Below are several records. Retype exactly those lines running from the one with "without the musicbrainz" through the one with "Disclosure: this contribution", end lines included, and no others.

(Saved entries)
= = =

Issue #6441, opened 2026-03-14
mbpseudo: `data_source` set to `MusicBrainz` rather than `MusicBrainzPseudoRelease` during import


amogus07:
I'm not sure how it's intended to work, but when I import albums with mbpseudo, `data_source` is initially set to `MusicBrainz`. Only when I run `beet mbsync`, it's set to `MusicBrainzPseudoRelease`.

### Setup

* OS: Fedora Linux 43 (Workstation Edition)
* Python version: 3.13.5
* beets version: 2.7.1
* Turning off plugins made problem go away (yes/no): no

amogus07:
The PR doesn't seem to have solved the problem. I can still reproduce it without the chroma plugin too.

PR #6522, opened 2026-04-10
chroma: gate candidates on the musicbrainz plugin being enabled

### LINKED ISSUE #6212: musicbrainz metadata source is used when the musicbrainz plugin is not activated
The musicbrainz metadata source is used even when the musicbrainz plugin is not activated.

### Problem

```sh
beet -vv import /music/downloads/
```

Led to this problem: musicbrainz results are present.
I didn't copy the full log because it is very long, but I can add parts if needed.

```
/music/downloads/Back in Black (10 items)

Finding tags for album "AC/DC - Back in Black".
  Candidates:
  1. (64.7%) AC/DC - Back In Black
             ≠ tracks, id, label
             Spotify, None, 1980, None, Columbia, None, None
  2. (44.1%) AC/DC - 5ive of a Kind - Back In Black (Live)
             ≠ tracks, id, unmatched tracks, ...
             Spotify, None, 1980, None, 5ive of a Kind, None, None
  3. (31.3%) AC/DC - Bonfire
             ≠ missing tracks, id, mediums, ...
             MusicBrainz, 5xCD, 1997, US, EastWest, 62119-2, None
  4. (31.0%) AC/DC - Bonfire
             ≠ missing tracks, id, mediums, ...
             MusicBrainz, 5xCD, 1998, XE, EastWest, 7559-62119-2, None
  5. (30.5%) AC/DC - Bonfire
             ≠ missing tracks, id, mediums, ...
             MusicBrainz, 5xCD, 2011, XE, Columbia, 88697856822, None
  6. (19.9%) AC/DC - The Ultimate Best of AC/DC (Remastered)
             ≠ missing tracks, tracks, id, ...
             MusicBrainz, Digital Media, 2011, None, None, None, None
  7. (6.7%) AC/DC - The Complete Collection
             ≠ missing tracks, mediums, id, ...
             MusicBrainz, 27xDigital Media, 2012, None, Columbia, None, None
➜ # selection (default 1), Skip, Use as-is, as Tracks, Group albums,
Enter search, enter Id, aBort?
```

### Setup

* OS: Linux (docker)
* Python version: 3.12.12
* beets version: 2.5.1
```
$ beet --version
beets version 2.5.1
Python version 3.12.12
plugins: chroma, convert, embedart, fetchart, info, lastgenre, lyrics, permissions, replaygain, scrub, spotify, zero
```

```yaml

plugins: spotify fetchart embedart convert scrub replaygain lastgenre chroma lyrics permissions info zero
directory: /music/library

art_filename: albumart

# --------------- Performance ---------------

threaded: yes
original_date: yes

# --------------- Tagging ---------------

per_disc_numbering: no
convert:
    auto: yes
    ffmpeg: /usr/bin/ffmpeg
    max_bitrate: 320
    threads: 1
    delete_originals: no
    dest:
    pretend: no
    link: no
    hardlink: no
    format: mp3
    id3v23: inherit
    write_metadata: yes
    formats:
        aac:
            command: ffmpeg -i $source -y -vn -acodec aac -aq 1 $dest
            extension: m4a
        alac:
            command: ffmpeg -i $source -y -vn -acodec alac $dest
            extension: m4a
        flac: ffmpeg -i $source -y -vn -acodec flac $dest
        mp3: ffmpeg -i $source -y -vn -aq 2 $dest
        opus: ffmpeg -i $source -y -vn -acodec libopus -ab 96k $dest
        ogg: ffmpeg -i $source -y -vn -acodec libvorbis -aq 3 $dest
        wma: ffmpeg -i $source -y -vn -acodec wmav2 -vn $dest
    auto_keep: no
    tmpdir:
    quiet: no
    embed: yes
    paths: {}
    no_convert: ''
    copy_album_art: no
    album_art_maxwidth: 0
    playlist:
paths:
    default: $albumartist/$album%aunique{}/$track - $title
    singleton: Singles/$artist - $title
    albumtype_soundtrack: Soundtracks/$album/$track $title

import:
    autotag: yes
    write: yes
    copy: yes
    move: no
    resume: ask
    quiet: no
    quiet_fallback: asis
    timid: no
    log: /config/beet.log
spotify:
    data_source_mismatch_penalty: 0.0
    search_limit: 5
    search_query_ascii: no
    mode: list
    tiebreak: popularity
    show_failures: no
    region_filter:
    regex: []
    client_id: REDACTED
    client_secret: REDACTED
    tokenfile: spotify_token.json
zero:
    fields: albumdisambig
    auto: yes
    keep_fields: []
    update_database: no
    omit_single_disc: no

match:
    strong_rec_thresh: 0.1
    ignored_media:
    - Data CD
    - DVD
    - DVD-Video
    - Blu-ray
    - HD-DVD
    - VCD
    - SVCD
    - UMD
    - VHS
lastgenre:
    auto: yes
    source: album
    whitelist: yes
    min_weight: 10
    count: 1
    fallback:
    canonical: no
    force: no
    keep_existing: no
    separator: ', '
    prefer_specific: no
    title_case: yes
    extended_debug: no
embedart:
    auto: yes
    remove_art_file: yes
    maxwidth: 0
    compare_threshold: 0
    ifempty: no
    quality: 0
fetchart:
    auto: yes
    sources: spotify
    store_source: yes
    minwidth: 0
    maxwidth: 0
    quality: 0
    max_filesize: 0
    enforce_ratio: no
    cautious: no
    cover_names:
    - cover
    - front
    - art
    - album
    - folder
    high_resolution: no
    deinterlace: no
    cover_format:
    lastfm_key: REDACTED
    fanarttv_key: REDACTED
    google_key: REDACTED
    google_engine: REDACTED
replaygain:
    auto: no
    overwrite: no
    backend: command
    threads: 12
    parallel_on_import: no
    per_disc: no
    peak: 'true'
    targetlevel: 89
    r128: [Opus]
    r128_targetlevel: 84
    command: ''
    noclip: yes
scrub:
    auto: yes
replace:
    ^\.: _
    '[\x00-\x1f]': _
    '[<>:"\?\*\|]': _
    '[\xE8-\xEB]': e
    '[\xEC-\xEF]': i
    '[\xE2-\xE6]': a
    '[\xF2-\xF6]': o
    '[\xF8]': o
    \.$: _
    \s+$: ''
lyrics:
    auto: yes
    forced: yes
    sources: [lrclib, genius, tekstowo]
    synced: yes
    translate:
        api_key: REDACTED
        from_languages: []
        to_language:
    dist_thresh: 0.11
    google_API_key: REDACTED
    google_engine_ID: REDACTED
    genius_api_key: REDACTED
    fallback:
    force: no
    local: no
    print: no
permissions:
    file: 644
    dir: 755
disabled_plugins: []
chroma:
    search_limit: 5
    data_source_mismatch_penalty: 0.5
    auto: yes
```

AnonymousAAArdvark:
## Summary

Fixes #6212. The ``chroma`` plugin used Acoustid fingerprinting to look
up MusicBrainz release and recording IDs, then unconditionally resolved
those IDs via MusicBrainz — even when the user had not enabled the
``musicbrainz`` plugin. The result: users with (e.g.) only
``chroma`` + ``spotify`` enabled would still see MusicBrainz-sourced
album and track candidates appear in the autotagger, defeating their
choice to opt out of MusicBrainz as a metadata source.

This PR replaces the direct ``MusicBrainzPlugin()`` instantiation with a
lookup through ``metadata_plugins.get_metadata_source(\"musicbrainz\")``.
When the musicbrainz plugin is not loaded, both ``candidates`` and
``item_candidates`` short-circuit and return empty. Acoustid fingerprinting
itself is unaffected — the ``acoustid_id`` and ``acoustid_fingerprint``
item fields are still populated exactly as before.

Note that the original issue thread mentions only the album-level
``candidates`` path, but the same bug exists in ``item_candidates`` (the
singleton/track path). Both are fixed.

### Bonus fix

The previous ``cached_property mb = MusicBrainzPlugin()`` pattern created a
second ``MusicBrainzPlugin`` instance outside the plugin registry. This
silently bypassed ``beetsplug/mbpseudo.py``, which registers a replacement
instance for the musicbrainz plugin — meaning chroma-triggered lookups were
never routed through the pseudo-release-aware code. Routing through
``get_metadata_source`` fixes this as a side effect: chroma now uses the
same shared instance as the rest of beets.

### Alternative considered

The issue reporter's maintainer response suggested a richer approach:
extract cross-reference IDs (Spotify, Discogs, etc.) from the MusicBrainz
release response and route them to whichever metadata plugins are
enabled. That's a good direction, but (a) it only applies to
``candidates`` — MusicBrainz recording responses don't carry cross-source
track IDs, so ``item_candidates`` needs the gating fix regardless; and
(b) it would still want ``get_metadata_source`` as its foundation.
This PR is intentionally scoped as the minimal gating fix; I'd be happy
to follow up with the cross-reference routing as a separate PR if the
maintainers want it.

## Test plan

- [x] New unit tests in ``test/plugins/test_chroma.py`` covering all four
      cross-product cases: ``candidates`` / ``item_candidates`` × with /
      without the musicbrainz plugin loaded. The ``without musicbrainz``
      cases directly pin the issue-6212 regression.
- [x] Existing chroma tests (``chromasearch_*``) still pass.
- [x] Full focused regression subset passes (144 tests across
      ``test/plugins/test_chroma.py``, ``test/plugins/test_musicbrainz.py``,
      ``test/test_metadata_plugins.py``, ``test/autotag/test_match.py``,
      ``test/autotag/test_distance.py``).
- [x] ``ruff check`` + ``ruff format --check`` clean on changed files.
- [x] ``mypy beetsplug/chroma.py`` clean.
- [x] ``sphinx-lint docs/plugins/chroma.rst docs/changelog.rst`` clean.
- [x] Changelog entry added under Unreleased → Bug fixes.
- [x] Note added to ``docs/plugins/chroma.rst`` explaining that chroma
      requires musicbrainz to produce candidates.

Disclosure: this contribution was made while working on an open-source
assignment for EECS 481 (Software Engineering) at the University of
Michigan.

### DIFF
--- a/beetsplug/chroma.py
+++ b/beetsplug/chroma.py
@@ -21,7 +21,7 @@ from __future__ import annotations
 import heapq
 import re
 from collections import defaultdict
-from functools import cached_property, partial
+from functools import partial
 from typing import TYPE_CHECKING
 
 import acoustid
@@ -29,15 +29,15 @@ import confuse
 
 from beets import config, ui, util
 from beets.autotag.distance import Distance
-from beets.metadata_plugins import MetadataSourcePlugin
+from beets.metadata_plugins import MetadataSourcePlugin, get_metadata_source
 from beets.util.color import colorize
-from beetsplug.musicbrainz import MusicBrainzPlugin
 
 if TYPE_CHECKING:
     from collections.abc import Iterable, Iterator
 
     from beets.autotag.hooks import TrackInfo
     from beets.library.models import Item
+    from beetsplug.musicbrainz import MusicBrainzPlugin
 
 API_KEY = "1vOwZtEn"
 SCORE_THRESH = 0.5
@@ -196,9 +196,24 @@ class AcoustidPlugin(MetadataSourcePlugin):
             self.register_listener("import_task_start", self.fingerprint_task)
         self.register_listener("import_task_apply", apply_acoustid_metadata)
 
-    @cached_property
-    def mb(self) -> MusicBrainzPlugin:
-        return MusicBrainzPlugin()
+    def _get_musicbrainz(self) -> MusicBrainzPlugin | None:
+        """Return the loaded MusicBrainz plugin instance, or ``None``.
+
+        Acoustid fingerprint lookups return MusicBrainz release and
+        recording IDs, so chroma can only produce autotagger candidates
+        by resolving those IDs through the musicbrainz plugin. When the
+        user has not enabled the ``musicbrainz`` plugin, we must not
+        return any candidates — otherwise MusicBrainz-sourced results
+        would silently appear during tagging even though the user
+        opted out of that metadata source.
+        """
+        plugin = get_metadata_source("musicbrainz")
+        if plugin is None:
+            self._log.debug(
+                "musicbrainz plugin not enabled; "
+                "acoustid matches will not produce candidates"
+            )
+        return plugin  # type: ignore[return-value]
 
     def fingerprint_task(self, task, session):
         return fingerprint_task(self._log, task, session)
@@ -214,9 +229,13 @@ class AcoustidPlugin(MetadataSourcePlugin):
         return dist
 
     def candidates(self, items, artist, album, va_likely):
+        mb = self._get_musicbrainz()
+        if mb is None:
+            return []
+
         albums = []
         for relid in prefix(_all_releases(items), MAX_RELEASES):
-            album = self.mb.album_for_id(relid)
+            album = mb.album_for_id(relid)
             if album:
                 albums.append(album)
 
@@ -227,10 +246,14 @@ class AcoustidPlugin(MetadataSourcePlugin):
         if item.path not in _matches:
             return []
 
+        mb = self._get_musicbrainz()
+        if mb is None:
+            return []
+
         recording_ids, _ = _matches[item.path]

= = =

== Output of the task ==
      without the musicbrainz plugin loaded. The ``without musicbrainz``
      cases directly pin the issue-6212 regression.
- [x] Existing chroma tests (``chromasearch_*``) still pass.
- [x] Full focused regression subset passes (144 tests across
      ``test/plugins/test_chroma.py``, ``test/plugins/test_musicbrainz.py``,
      ``test/test_metadata_plugins.py``, ``test/autotag/test_match.py``,
      ``test/autotag/test_distance.py``).
- [x] ``ruff check`` + ``ruff format --check`` clean on changed files.
- [x] ``mypy beetsplug/chroma.py`` clean.
- [x] ``sphinx-lint docs/plugins/chroma.rst docs/changelog.rst`` clean.
- [x] Changelog entry added under Unreleased → Bug fixes.
- [x] Note added to ``docs/plugins/chroma.rst`` explaining that chroma
      requires musicbrainz to produce candidates.

Disclosure: this contribution was made while working on an open-source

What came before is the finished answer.